Several biological factors could affect ctDNA concentration. Especially tumor volume is of interest as it may reflect tumor burden and actual disease status through correlation with ctDNA concentration. Simultaneously, tumor characteristics such as histological grade, localization, growth pattern, growth rate, and degree of vascularization possibly complicate reliable monitoring of tumor burden by ctDNA quantification, as these factors might affect ctDNA release into the bloodstream all differently [44, 48]. However, in a series of 117 patients with primary HNSCC, no significant correlation was found between gender, tumor stage, site, and plasma ctDNA concentration detected by touchdown PCR [49]. Interestingly, in our study, the highest amount of ctDNA was detected in plasma from the patient that harbored the largest tumor diameter of all six included patients. This tumor also had a poor histological differentiation grade with vascular invasion. At the other end, the lowest amount of ctDNA was detected in plasma from the patient with the smallest tumor diameter and without vascular invasion. However, we studied and compared plasma samples retrieved at one time point from a rather small group of high-stage HNSCC patients with presumably greater tumor burden and plasma ctDNA concentrations.

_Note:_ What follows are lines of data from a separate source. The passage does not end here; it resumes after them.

PR #5498, opened 2022-03-17
EVG-16494: reduce logging level for agents on already-terminated hosts

Kimchelly:
Jira: https://jira.mongodb.org/browse/EVG-16494

### Description 
There's two different issues that I've found as part of the investigation:
* Some agents stay alive for much longer than expected (on the order of days), well after the cloud provider has said the host is shutting down/terminated. This seems like an issue on the cloud provider side and not something we can do anything about, so it's not a bug on our end. At least we aren't being billed for these instances since they're in the terminated state.
* A single intent host somehow started two cloud hosts. We got one instance ID back from the API request (`RunInstances`), which we recorded as the cloud host created from the intent host, but a second doppelganger cloud host also started an agent. Since they share the same intent host ID, they're considered the "same" host in Evergreen despite being two distinct cloud hosts. This seems like a bug, but fixing it would require a better understanding of how it happened. Unfortunately, Splunk logs also seem to be missing some important messages about the problematic intent host (e.g. Splunk logs are missing the expected successful call to `RunInstances`), which precludes any further investigation.

I reduced the log level, which should remove both issues from the error rate alert. In the first case, there's not much we can actually do about it, so we might as well not include that in the error rate. In the second case, it seems like the only thing to do is wait for the bug to recur and re-investigate when it happens.

* Reduce log level noise.
* Slightly refactor parameters passed to `prepareHostForAgentExit`.

### Testing 
N/A

### DIFF
--- a/service/api_task.go
+++ b/service/api_task.go
@@ -506,7 +506,7 @@ func (as *APIServer) prepareHostForAgentExit(ctx context.Context, params agentEx
 		// fully cleaned up. If this message logs, that means there is a
 		// mismatch between either:
 		// 1. What Evergreen believes is this host's state (terminated) and the
-		//    cloud instance's actual state(not terminated). This is a bug.
+		//    cloud instance's actual state (not terminated). This is a bug.
 		// 2. The cloud instance's status and the actual liveliness of the host.
 		//    There are some cases where the agent is still checking in for a
 		//    long time after the cloud provider says the instance is already
--- a/service/api_task.go
+++ b/service/api_task.go
@@ -260,7 +260,10 @@ func (as *APIServer) EndTask(w http.ResponseWriter, r *http.Request) {
 	}
 
 	if checkHostHealth(currentHost) {
-		if _, err := as.prepareHostForAgentExit(r.Context(), currentHost, r.RemoteAddr); err != nil {
+		if _, err := as.prepareHostForAgentExit(r.Context(), agentExitParams{
+			host:       currentHost,
+			remoteAddr: r.RemoteAddr,
+		}); err != nil {
 			grip.Error(message.WrapError(err, message.Fields{
 				"message":       "could not prepare host for agent to exit",
 				"host_id":       currentHost.Id,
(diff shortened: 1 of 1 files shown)


service/api_task.go
```diff
@@ -470,41 +473,56 @@ func (as *APIServer) transitionIntentHostToDecommissioned(ctx context.Context, h
...
-		// has clearly not been terminated in the cloud.
-		if time.Now().Sub(h.TerminationTime) > 10*time.Minute {
-			grip.Error(message.Fields{
+		// The host should already be terminated but somehow the agent is still
+		// alive in the cloud. If the host was terminated very recently, it may
+		// simply need time for the cloud instance to actually be terminated and
+		// fully cleaned up. If this message logs, that means there is a
+		// mismatch between either:
+		// 1. What Evergreen believes is this host's state (terminated) and the
+		//    cloud instance's actual state(not terminated). This is a bug.
```
julianedwards, line 509: Nit: add space between `state(not terminated)`.

service/api_task.go
```diff
@@ -470,41 +473,56 @@ func (as *APIServer) transitionIntentHostToDecommissioned(ctx context.Context, h
...
-		// mismatch where Evergreen has marked the host terminated but the host
-		// has clearly not been terminated in the cloud.
-		if time.Now().Sub(h.TerminationTime) > 10*time.Minute {
-			grip.Error(message.Fields{
+		// The host should already be terminated but somehow the agent is still
+		// alive in the cloud. If the host was terminated very recently, it may
+		// simply need time for the cloud instance to actually be terminated and
+		// fully cleaned up. If this message logs, that means there is a
+		// mismatch between either:
+		// 1. What Evergreen believes is this host's state (terminated) and the
```
julianedwards, line 508: It seems like there is a third case, which many not be a bug, and is described above as `If the host was terminated very recently, it may simply need time for the cloud instance to actually be terminated and fully cleaned up.` Should that be added to this list?

julianedwards (changes requested):

service/api_task.go
Kimchelly: Fixed.

service/api_task.go
Kimchelly: The two cases I mentioned are cases when it would be logged to Splunk. The "terminated recently" case would not cause it to log because we give the host the 10-minute grace period to actually go away.

julianedwards: Ah I missed that, thanks!

julianedwards (approved):

ybrill (approved):
would we consider opening a support case with AWS on the case where some agents stay alive for much longer than expected (to make certain we aren't being charged)?

Kimchelly:
I'm much more inclined to investigate our own code first before we ask AWS because of how battle-tested EC2 is as opposed to our own cloud provider code.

Therefore, serial ctDNA quantification in clinical patients diagnosed with primary HNSCC of all stages is needed to clarify its significance for posttreatment disease monitoring and the possible advantages of its specific application with respect to early tumor detection in relation to current clinical diagnostics [50]. Tumor heterogeneity could further complicate monitoring tumor burden through ctDNA detection, because intratumoral heterogeneity of the primary tumor induces branched tumor evolution of subclonal populations harboring different molecular alterations [51]. This could lead to increased clonal heterogeneity between primary tumor and matched metastatic or recurrent tumors, risking mistargeting of ctDNA. However, as early driver TP53 mutations show high concordance between primary and recurrent and/or metastatic tumors, these may hold promise as most reliable targets for ctDNA detection and for early tumor detection of HNSCC recurrences [21].

Conclusion

The detection of tumor specific TP53 mutations in ctDNA from HNSCC using a ddPCR is technically feasible and provide ground for further research on ctDNA quantification to be used as a diagnostic biomarker in the posttreatment surveillance of HNSCC patients.